Gebruik voor de zekerheid een rentetarief van 5 procent. Zet deze maandlasten vervolgens (plus de kosten voor eventueel langer lopende delen van de lening) af tegen je verwachte inkomen na pensionering. Is dat te doen?

Als de resterende schuld hooguit vierenhalf keer het verwachte jaarinkomen bedraagt, dan zal de bank volgens de experts echt wel met een nieuwe lening over de brug komen.

Publiekscampagne

Toch zijn diezelfde banken vorige herfst met de publiekscampagne: “Word ook aflossingsblij” gestart, waarmee ze mensen aansporen hun aflossingsvrije hypotheek vóór het verstrijken van de looptijd af te lossen of om te zetten naar een annuïtaire of lineaire lening. Is aflossen, als je goed bij kas zit, dan toch het beste?

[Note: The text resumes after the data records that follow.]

PR #20, opened 2020-12-01
[JIRA] TH2-1079 Expanding attached items

VekesserVladimir:


src/helpers/chunk.ts
```diff
@@ -0,0 +1,29 @@
...
+
+import moment from 'moment';
+import { EventMessage } from '../models/EventMessage';
+import { Chunk } from '../models/graph';
+import { getTimestampAsNumber, toUTC } from './date';
+
+export function filterListByChunkRange(chunk: Chunk, list: EventMessage[]) {
+	return list.filter(item =>
+		toUTC(moment(getTimestampAsNumber(item.timestamp))).isBetween(
+			moment(chunk.from),
```
rzvdv, line 25: can we pass just a timestamp without conerting it to a moment value?

src/components/graph/Graph.tsx
```diff
@@ -70,6 +75,21 @@ function Graph() {
 				.valueOf(),
 		);
 
+		const attachedItems: AttachedItem[] = filterListByChunkRange(
```
rzvdv, line 78: we can make it shorter
```
const attachedItems: AttachedItem[] = filterListByChunkRange(
			chunk,
			selectedStore.attachedMessages.concat(selectedStore.pinnedMessages),
		).map(message => ({
			value: message,
			type: graphStore.attachedMessages.includes(messages) ? 'attached' : 'pinned'
		}));
```

src/components/graph/GraphChunk.tsx
```diff
@@ -88,16 +106,67 @@ const GraphChunk: React.ForwardRefRenderFunction<HTMLDivElement, Props> = (props
 		return ticksArr;
 	}, [chunk]);
 
+	const attachedItemTimeSize = React.useMemo(() => {
```
rzvdv, line 109: thats a simple calculation that doesn't need to be momoized

src/components/graph/GraphAttachedItemGroup.tsx
```diff
@@ -0,0 +1,192 @@
...
+				top: 0,
+			};
+		}
+
+		const { left, top } = itemRef.current.getBoundingClientRect();
+
+		return {
+			left,
+			top,
+		};
```
rzvdv, line 60: having itemRef.current?.getBoundingClientRect() in dependecies makes no sence, this wont trigger rerender and it always returns a new object that will never equal previous

rzvdv (changes requested):

rzvdv (approved):

PR #25, opened 2020-12-04
[JIRA] TH2-1132 Implement bookmarks list

VekesserVladimir:


src/components/BookmarksPanel.tsx
```diff
@@ -0,0 +1,116 @@
...
+interface SavedItem {
+	value: EventMessage | EventAction;
+	type: 'pinned-message' | 'event';
+}
+
+const BookmarksPanel = () => {
+	const selectedStore = useSelectedStore();
+	const savedItems: SavedItem[] = React.useMemo(() => {
+		return ([...selectedStore.attachedMessages, ...selectedStore.pinnedMessages] as (
+			| EventAction
```
rzvdv, line 36: why do we need this type casting?

src/components/BookmarksPanel.tsx
```diff
@@ -0,0 +1,116 @@
...
+			| EventMessage
+		)[])
+			.map(item => ({
+				value: item,
+				type: isEventMessage(item) ? ('pinned-message' as 'pinned-message') : ('event' as 'event'),
```
rzvdv, line 41: make a enum for selected items types

src/components/BookmarksPanel.tsx
```diff
@@ -0,0 +1,116 @@
...
+			}))
+			.sort((firstItem, secondItem) => {
+				const getItemTimestamp = (item: SavedItem) =>
+					getTimestampAsNumber(
+						item.type === 'event'
+							? (item.value as EventAction).startTimestamp
```
rzvdv, line 47: we have type guards for Events and Message, (isEventMessage, isEventAction) why don't we check value? either use it or create a new type guard based on item type

src/components/BookmarksPanel.tsx
```diff
@@ -0,0 +1,116 @@
...
+					item.type === 'event'
+						? (item.value as EventAction).successful
+							? 'passed'
+							: 'failed'
+						: null,
+				);
+				return (
+					<div
+						key={
+							item.type === 'event'
```
rzvdv, line 82: same

src/stores/SelectedStore.ts
```diff
@@ -77,6 +77,14 @@ export class SelectedStore {
 		localStorageWorker.setPersistedPinnedMessages(this.pinnedMessages);
 	};
 
+	@action
+	public removePinnedMessageFromLocalStorage = (removedMessage: EventMessage) => {
```
rzvdv, line 81: maybe we'll just have a reaction on pinnedMessagesChanges which updaes pinned messages to localStorage?

src/util/LocalStorageWorker.ts
```diff
@@ -16,18 +16,36 @@
 
 import { EventMessage } from '../models/EventMessage';
 
+const persistedPinnedMessageKeyPart = 'pinnedMessage';
 class LocalStorageWorker {
 	getPersistedPinnedMessages(): EventMessage[] {
 		try {
-			const stringPersistedPinnedMessages = localStorage.getItem('pinnedMessages');
-			return stringPersistedPinnedMessages ? JSON.parse(stringPersistedPinnedMessages) : [];
+			const persistedPinnedMessages: EventMessage[] = [];
```
rzvdv, line 23: i don't like idea of keeping every pinned message separately, why don't we just store them inside of collection?

rzvdv (changes requested):

src/components/BookmarksPanel.tsx
VekesserVladimir: We need this casting until we get pinned messages functionality. It shows that the array contains events and messages

rzvdv: i still don't get it. either way you can create observable pinnedEvents, initialize it with empty array and add functionality later

rzvdv (approved):

PR #27, opened 2020-12-08
TH2-1133. Implement SSE client

VitalyMashanov:


YourWeebyNeighbor:
I would implement the client without using the mobx store. There's going to be only one listener per request, so no need to make a dedicated worker for this.

PR #29, opened 2021-01-11
Th2 1133 Implement SSE client

VitalyMashanov:


src/components/search-panel/SearchPanel.tsx
```diff
@@ -0,0 +1,224 @@
...
+
+		setCurrentlyLaunchedChannel(channel);
+	}, [formType, formState, eventFilter, messagesFilter]);
+
+	const stopChannel = useCallback(() => {
+		currentlyLaunchedChannel?.close();
+		setCurrentlyLaunchedChannel(null);
+	}, [currentlyLaunchedChannel]);
+
+	const currentResults: Result[] = React.useMemo(() => {
```
rzvdv, line 182: I dont think it very usefull to reiterate over values just to add a type and then inside of SearchPanelResults you checking type again. Just pass results as they are

src/components/search-panel/SearchPanelFilters.tsx
```diff
@@ -0,0 +1,165 @@
...
+	const [currentValues, setCurrentValues] = useSetState<Values>({
+		type: '',
+		body: '',
+		name: '',
+		attachedEventIds: '',
+	});
+
+	const setCurrentValue = (name: string) => (value: string) => {
+		setCurrentValues(currentState => ({
+			...currentState,
```
rzvdv, line 106: So what is the point of useSetState hook? you use it just like useState

src/components/search-panel/SearchPanelForm.tsx
```diff
@@ -0,0 +1,134 @@
...
+	inputConfig: DateTimeInputType;
+};
+
+const SearchPanelForm = (props: SearchPanelFormProps) => {
+	const { formType, state, setState } = props;
+	const [currentStream, setCurrentStream] = useState('');
+
+	const toggleSearchDirection = () => {
+		setState(currentState => ({
+			...currentState,
```
rzvdv, line 46: same. i thought you used useSetState hook to be able to set state in patches but you stil spread over previous state as you would do with useState hook

src/components/search-panel/SearchPanelForm.tsx
```diff
@@ -0,0 +1,134 @@
...
+		id: 'stream',
+		label: 'Stream',
+		values: state.stream,
+		setValues: getFormStateUpdater('stream'),
+		currentValue: currentStream,
+		setCurrentValue: setCurrentStream,
+		autocompleteList: null,
+	};
+
+	const config: FilterRowConfig[] = useMemo(() => {
```
rzvdv, line 102: every render commonFormConfig will be a new variable so useMemo is useless here

rzvdv (changes requested):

Niet per se, zegt hoogleraar Dirk Brounen. „Het is een sympathieke campagne hoor, maar economisch gezien is het vreemd om te zeggen dat iedereen moet aflossen. Al dat vermogen dat vastzit in steen, kun je niet meer vrijmaken als straks bijvoorbeeld je zorgkosten stijgen.” Brounen vervolgt: „Ja, je verlaagt de maandlasten, maar je verlaagt óók je liquiditeit. En daar hoor ik de banken nooit over.”